# Boundedness of Metric Space by Open Ball

## Theorem

Let $M = \left({X, d}\right)$ be a metric space.

Let $M' = \left({Y, d_Y}\right)$ be a subspace of $M$.

Then $M'$ is bounded in $M$ iff

$\exists x \in M, \epsilon \in \R_{>0}: Y \subseteq B_\epsilon \left({x}\right)$

where $B_\epsilon \left({x}\right)$ is the open $\epsilon$-ball of $x$.

Simply put: a subspace is bounded iff it can be fitted inside an open ball.

## Proof

### Necessary Condition

Let $M' = \left({Y, d_Y}\right)$ be bounded in $M$ in the sense that:

$\exists a \in X, K \in \R: \forall x \in Y: d \left({x, a}\right) \le K$

Although not specified, $K \le 0$ for the definition to make sense, as $d \left({x, a}\right) \ge 0$.

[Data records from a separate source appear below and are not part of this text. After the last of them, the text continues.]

PR #594, opened 2015-08-17
Build fix

cbehan:
Other systems' mileage may vary.

### DIFF
--- a/symengine/symengine_rcp.h
+++ b/symengine/symengine_rcp.h
@@ -12,6 +12,10 @@
 
 #if defined(WITH_SYMENGINE_RCP)
 
+#if defined(WITH_SYMENGINE_THREAD_SAFE)
+#include <atomic>
+#endif
+
 #else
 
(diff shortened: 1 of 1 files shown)


certik:
This should be included right here: https://github.com/sympy/symengine/blob/a48fa3efc6f14f91ebd1a966490812fd26997713/symengine/basic.h#L24, but I guess if you include only the `symengine_rcp.h` header, then it won't be included, so it fails. Can you post how you configured the cmake? Because we test this on Travis, so I would like to make sure we don't have a bug in tests.

cbehan:
The cmake flags I'm using are identical to the Archlinux ones: https://aur.archlinux.org/cgit/aur.git/tree/PKGBUILD?h=symengine-git

Compiling symengine_rcp.cpp is what fails because this includes symengine_rcp.h without basic.h.

certik:
Yes, all makes sense now. Thanks!

PR #629, opened 2015-10-24
resize vec_int in monomial_mul

mafiya69:
This will save from `SIGSEGV` if `C.size() < n`

### DIFF
--- a/symengine/monomials.cpp
+++ b/symengine/monomials.cpp
@@ -8,6 +8,7 @@ namespace SymEngine {
 void monomial_mul(const vec_int &A, const vec_int &B, vec_int &C)
 {
     size_t n = A.size();
+    C.resize(n);
     for(size_t i = 0; i < n; ++i) {
         C[i] = A[i] + B[i];
     }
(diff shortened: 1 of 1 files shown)


symengine/monomials.cpp
```diff
@@ -8,6 +8,7 @@ namespace SymEngine {
 void monomial_mul(const vec_int &A, const vec_int &B, vec_int &C)
 {
     size_t n = A.size();
+    C.resize(n);
```
certik: You don't want to be doing resize at this place, since this would slow things down.

Can you write a test case that shows the failure? Then we'll see how to best fix it.

Sumith1896:
You know the number of variables in `A` and in `B` and hence you accordingly pass `C` to this function. Resizing inside is not the right way to do it.

symengine/monomials.cpp
mafiya69: If `C.size() = n` then `C.resize(n)` will do nothing. So (I think) nothing slows down, else if `C.size() != n`, then function may give incorrect results.

certik: Just run the benchmarks to see.

You can add a check in Debug mode using SYMENGINE_ASSERT, that's a good idea.

However, you should not be resizing it here. As I said, try to write a test first, that segfaults. Then we'll figure out how to fix it.

Issue #362, opened 2015-01-11
Add series expansion


certik:
And compare against other codes. 

Here is one example from sympy: https://github.com/sympy/sympy/issues/2635

thilinarmtb:
+1

rwst:
Both `sympy.series` and the internal `rs_series` will need `Expr` member functions (because `Symbol` and `Function` subclasses from it). Currently everything in symengine subclasses from `Basic` not `Expression` so nothing will work that needs `Expr` functionality.

certik:
In SymEngine, we don't even have an Expr. In fact, it looks like we'll be able to implement all of the functionality using the visitor pattern or single dispatch, so the Basic class itself doesn't need many methods. However, in the Python wrappers, we certainly should make it work with both SymPy and Sage, so if it means we need to subclass Expr, then we should do it there.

Let $B_{K+1} \left({a}\right)$ be the open $K+1$-ball of $x$.

By definition of open ball:

$B_{K+1} \left({a}\right) := \left\{{x \in M: d \left({x, a}\right) < K+1}\right\}$

Let $y \in S$.

Then by definition:

$d \left({y, a}\right) \le K < K + 1$

and so:

$y \in B_{K+1} \left({a}\right)$

It follows by the definition of subset that:

$Y \subseteq B_{K+1} \left({a}\right)$

and so $Y$ can be fitted inside an open ball.

$\Box$

### Sufficient Condition

Suppose:

$\exists x \in M, \epsilon \in \R_{>0}: Y \subseteq B_\epsilon \left({x}\right)$

where $B_\epsilon \left({x}\right)$ is the open $\epsilon$-ball of $x$.

Then by definition:

$\forall y \in Y: d \left({x, y}\right) \le \epsilon$

and so the condition for boundedness in $M$ is fulfilled.

$\blacksquare$

## Used as definition

Some sources use this to define a bounded set.